Back to the Cabin

Reviewed by Nancy Holmes

In these recent novels from BC, two women writers confront the intersectional problems of colonization, gender, and environmental trouble. Gillian Wigmore’s Glory takes place in northwestern BC and Angie Abdou’s In Case I Go in the southeast corner of the province, each place having glorious landscapes and rich, though injured, Indigenous cultures. Both novels begin with an incursion of the urban into remote rural places. In Glory, Vancouverites relocate to Fort St. James. In In Case I Go, Calgarians move to Coalton—a former mining town, now a recreational resort (a fictional community seemingly based on Fernie, BC). In both novels, the families (non-Indigenous, presumably in the case of Wigmore’s characters) who move into these remote communities are returning to places where they have ancestral settler connections.

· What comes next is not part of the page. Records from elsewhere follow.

PR #234, opened 2026-07-26
Implement typed holes (todo)

### LINKED ISSUE #187: Feature request: typed holes
Often you might want to type check a partially constructed program. In Rust you can insert `todo!()` in place of an expression and in proof assistants you can often insert a *hole* in place of an expression. It would be great to have typed holes in Par too.

NoamDev:
This PR adds a process terminator `todo`, and a matching expression.
Those can be used to leave code unfinished while letting the type checker do its work.

During type checking we make sure there are no variables being inferred since there's no way to know what they're supposed to be.

Further, we always show a warning that the definition is incomplete.

Lastly, definitions which contain `todo` directly or indirectly do not appear in the final binary. If one attempts to run them, they'd get an error directing them to run `par check`.

Example usage:

`def T:! = todo`

`def T:! = chan res {todo}`

### DIFF
--- a/crates/par-core/src/api.rs
+++ b/crates/par-core/src/api.rs
@@ -101,6 +101,7 @@ pub mod frontend {
 }
 
 pub mod runtime {
+    pub use crate::backend::flat::transpiler::{Transpiled, TranspiledGlobal};
     pub use crate::runtime_impl::{Compiled, RuntimeCompilerError};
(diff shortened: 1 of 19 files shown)


faiface (approved):
Beautiful! I love how the compilation recursively folds definitions containing `todo` into "unimplemented", so we only get fully implemented stuff compiled, and thereby we are allowed to run definitions that don't reference `todo`, but not those that do! Great code all around, merging!

PR #237, opened 2026-07-31
Support dot completion inside case branches

Toucan4Life:
Add dot-autocomplete for `case` branch heads in Par completion.

## `either` branch heads

Before, typing inside a branch head like this did not propose the valid branches:

```par
type Stream = either {
  .end!,
  .chunk !,
}

def StreamValue : Stream = external
def Main : ! = StreamValue.case {
  .
}
```

Now it suggests:

- `chunk()`
- `end!`

## `choice` branch heads

For `begin case`, branch-head completion now works here:

```par
type Sequence = iterative choice {
  .close => !,
  .next => self,
}

def Main : Sequence = begin case {
  .
}
```

and suggests:

- `close`
- `next`

## Recursive / named types

This also works when the branch set comes from a recursive or named type rather than from text already present in the current `case` block.

Example:
```par
type Repeat = recursive either {
  .end!,
  .step self,
}

def RepeatValue : Repeat = external
def Main : ! = do {
RepeatValue.begin.case {
  .
}
} in !
```

Now it suggests:

- `end!`
- `step()`

Anything that might be missing?

My next target is to work on the description of the autocomplete, and when the todo keyword is implemented, I would like that when choosing a suggestion from the autocomplete automatically insert some code snippet. Like for the branch that this PR worked on, instead of inserting only .step(), it would insert .step() => todo.

I would also like to work on the hover tooltip; I would like that when you hover a function or a reserved keyword of par, it show an hover of the usage of that function/keyword, like in rust.

Or do you want me to work on another things for my next PR?

Also congrats on the paper :D

### DIFF
--- a/crates/par-core/src/workspace/completion.rs
+++ b/crates/par-core/src/workspace/completion.rs
@@ -31,28 +31,49 @@ impl CheckedWorkspace {
         let Some((dot, hover_row, hover_column)) = dot_before_position(source, row, column) else {
             return Vec::new();
         };
-        let Some(completion_context) = DotCompletionContext::before_dot(source, dot) else {
-            return Vec::new();
-        };
-        let active_loop_labels = loop_labels_before_dot(source, dot);
 
         let mut candidates = Vec::new();
-        let completed_module_alias =
-            self.push_module_alias_completion_candidates(file, source, dot, &mut candidates);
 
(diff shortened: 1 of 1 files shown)


faiface:
Nice, this looks good, thank you @Toucan4Life, merging!

faiface (approved):

PR #455, opened 2026-05-30
fix perception CI

Matthew0803:
### 📑  Description
Perception CI is broken for every PR

### ✅  Checklist

### 🔗  Related Issues / PRs
Broken CI

### DIFF
--- a/.github/templates/check_src_changes/action.yml
+++ b/.github/templates/check_src_changes/action.yml
@@ -19,6 +19,12 @@ runs:
       with:
         files: '!src/**'
 
+    - name: Find changed files inside src/wato_test folder
+      id: changed-files-wato-test
+      uses: tj-actions/changed-files@v42
+      with:
+        files: src/wato_test/**
+
     - name: Find changed files inside infrastructure folders
       id: changed-files-infrastructure
       uses: tj-actions/changed-files@v42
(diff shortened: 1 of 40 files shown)


Matthew0803:
### Problem 1: Every PR triggered perception CI, which always failed

The tracking test was running but crashing partway through because of a bug in the shared test helper (TestExecutorFixture). The bug: when a test finished, it tried to clean up its robot nodes, but the nodes were already gone (destroyed too early).

Fix: The test helper now holds onto every node until cleanup is fully done, then cleans them up in the right order.

### Problem 2: Changing wato_test triggered ALL modules, exposing hidden failures

When we fixed problem 1, the CI detected that wato_test changed and ran tests for every module: action, interfacing, perception, simulation, world_modeling. But those other modules had their own pre-existing failures that nobody had ever seen because nothing ever triggered them before.

Fix: We told the CI to detect changes in wato_test and flag it as a global change (so it correctly runs all modules instead of running nothing at all).

### Problem 3: Action and interfacing CI hung for 60 seconds then got killed

The lifecycle manager tests were getting stuck during cleanup. The test would finish, but the background thread running the robot couldn't figure out it was supposed to stop, so it just sat there. Eventually CI's timer killed it.

Fix: When a test finishes, we now explicitly tell ROS to shut down first. Every waiting operation immediately stops, and the background thread can exit cleanly.

### Problem 4: Perception CI failed because tracking test had no map

The tracking node needed a "map" frame to process detections (it uses this to know where things are in the world). The test never provided one, so every time the node received a detection, it said "I don't know where the map is" and threw it away. The test then timed out waiting for results that never came.

Fix: We added a fake map frame to the test — a simple anchor point saying "map is right here" so the tracking node can process detections normally.

### Problem 5: Simulation CI crashed instantly with no output

The wato_test package (our shared test helper) was being built and tested inside the simulation environment too. When its tests ran, they tried to start ROS twice in the same process, which caused an immediate crash before anything could even print.

Fix: We added a guard that checks "is ROS already running?" before trying to start it again.

.github/templates/check_src_changes/action.yml
```diff
@@ -60,7 +66,7 @@ runs:
     - name: Create list of changed modules
       id: output-changes
       env:
-        ALL_CHANGED: ${{ steps.changed-files-outside-src.outputs.any_changed == 'true' }}
+        ALL_CHANGED: ${{ steps.changed-files-outside-src.outputs.any_changed == 'true' || steps.changed-files-wato-test.outputs.any_changed == 'true' }}
```
lucasreljic: Why is wato-test added here? Should it be added seperately not just in the all_changed as an or statement

lucasreljic (changes requested):
Just the one thing about the github action rest looks good to me

lucasreljic (approved):

PR #458, opened 2026-06-10
Isaac ros camera optimizations

lucasreljic:
Added Isaac ROS to the Perception Container. This means we now avoid copies and keep everything on the GPU, from the camera driver through rectification to compression.*

There is one caveat: no JPEG compression node for Isaac ROS. So currently there is an argument to enable the regular image proc compression node (after Isaac ROS rectification), this allows for disabling it when we no longer need to view JPEG images directly and can feed in the nitros topics directly to downstream object detection (like BEVFusion).

This is the toggle within the `all_cameras_composed.yaml` file
```
  - arg:
      name: "enable_jpeg"
      default: "true"
```

### 📑  Description
This was necessary as it cut down on CPU compute quite a lot (from 70% down to 20%), which means we can now run 8 cameras at 20fps without problems!

This PR also uncommented 5 cameras, so now 8 run on startup.

https://github.com/user-attachments/assets/103bc590-caf6-482e-9fb5-14b977069aef

### ✅  Checklist

### 🔗  Related Issues / PRs
Depends on https://github.com/WATonomous/camera_aravis2_nitros/pull/1

### DIFF
--- a/docker/perception.Dockerfile
+++ b/docker/perception.Dockerfile
@@ -10,7 +10,7 @@ WORKDIR ${AMENT_WS}/src
 
 # Copy in source code needed for perception build
 RUN git clone https://github.com/WATonomous/deep_ros.git deep_ros && \
-    git clone https://github.com/WATonomous/camera_aravis2_nitros.git camera_aravis2_nitros -b nitros-support
+    git clone https://github.com/WATonomous/camera_aravis2_nitros.git camera_aravis2_nitros
 
 COPY src/perception perception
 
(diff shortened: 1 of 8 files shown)


brianzheng206:
Might be out of scope of this PR, do you know how the NITROS pointer works under ipc? ipc passes pointers around, would it just pass a nitros tensor instead? wondering if any testing has been done with the camera nodes, and if it is able to handle the conversion. I could also just be understanding this wrong. otherwise lgtm

brianzheng206 (approved):

lucasreljic:
@brianzheng206 Nitros creates a "GXF" graph under the hood where it manages its own memory pool and negotiates with Nitros nodes on codec types (RGB or NV12). It passes pointers between these nodes and creates blocks so only 1 node changes the memory at a time. Basically, Nitros uses its own form of IPC that is more robust. There are only a handful of msg types that Nitros supports I think RGB8, NV12, and Tensors (for DNN). Isaac ROS has nitros nodes that we can just drop into the launch file to resize, rectify, convert into different types.

PR #467, opened 2026-06-19
seperated topics for joystick idle

### LINKED ISSUE #457: error when switching between control mode
When switching between Ackermann and roscco control mode while the deadman switch is pressed, the steering command will somehow be processed after the deadman switch is released.

Solution could be disabling switching control mode while the deadman switch is pressed

Matthew0803:
### 📑  Description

Wigmore is a well-known poet in northern BC and Glory is her first novel. Renee is a young woman suffering from depression and psychic shock after a long winter with her new husband and infant in her husband’s long-abandoned family cabin in the territory of the Dakelh, or Carrier, people. She meets two Indigenous women: Glory, a fierce, independent singer-songwriter, and Crystal, a talented musician who is eclipsed by Glory’s vivid personality. At the centre of the community is mighty Lake Stuart, which fulfills the tropes of the literary North: beauty, death, and disappearance. The novel’s main action involves the three women and unfolds over a few days when Renee abandons her husband and baby, and Glory, who has given up a daughter, is further robbed of family when her brothers drown in the lake. The book has some first-novel ungainliness: for example, the drowning of the brothers seems staged to create a crisis. However, the novel provides a refreshing view of young and Indigenous women in the North. Rather than portrayed as victims, they are strong, creative, and resilient. They value female friendship as much as romantic relationships. It is no surprise that poet Wigmore’s writing can be vivid (her description of Renee’s mastitis in the first part of the book is exquisitely excruciating) and she creates a sequence of fine prose poems in the chorus of voices that punctuate the novel.

In Case I Go is Abdou’s fifth novel and it shows the skill her record would suggest. Her characters are believable and the plot deftly juggles slippages of consciousness and chronology, especially through the narrator’s voice. That narrator, Eli, is ten years old and his family has moved to Ktunaxa, or Kootenay, territory, where his great-great-grandfather worked in the mines. They too move into an inherited cabin. The cabins in both novels function as symbols of settler occupation and past violence, but also of a promise of new relationships. Eli strikes up a friendship with his neighbours—Sam, a Ktunaxa forest ecologist, and his niece. The niece’s identity is complex—sometimes she is the niece, and sometimes she is a woman whose English name is Mary but whose true name is hidden. The ghostly dimension where this woman exists draws the boy in, and he becomes burdened with the spirit of his ancestor who, through betrayal, exploitation, and carelessness, caused Mary’s death. Eli has to repair this past wrong in order to recover his life. With the help of Tamara, Sam’s wife (another good-humoured and dynamic Indigenous woman) and another woman, a New Age healer who lives on a secluded goat farm, the boy takes on this task with sweetness and wisdom. The novel is a fine ghost story and it faces tough questions about responsibility for crimes of the past and the complexities of colonial identity (the great-great-grandfather has had to deny his own Muslim heritage) even if Eli’s exorcism seems too simplistic. A failing of the novel might be that the ending enacts a denial of the consequences of trauma: the boy went through a harrowing experience yet seems to comes out unscathed, a kind of wishful thinking that may be at the heart of our hopes for reconciliation in general.

Read together, these novels present BC as a troubled place. But, they also seem to say, as Indigenous cultures rebound, we’ll find a rebellious matriarchal power holding out against the dominant white culture. As Abdou discovered when she became embroiled in issues around permission and consultation, acts of reconciliation that accompany decolonization are difficult. But Abdou offers some thoughts about how to shift storytelling in a colonized country: saying I don’t know and Yes, that happened could be crucial. These two novels are working in the spirit of that reflective language.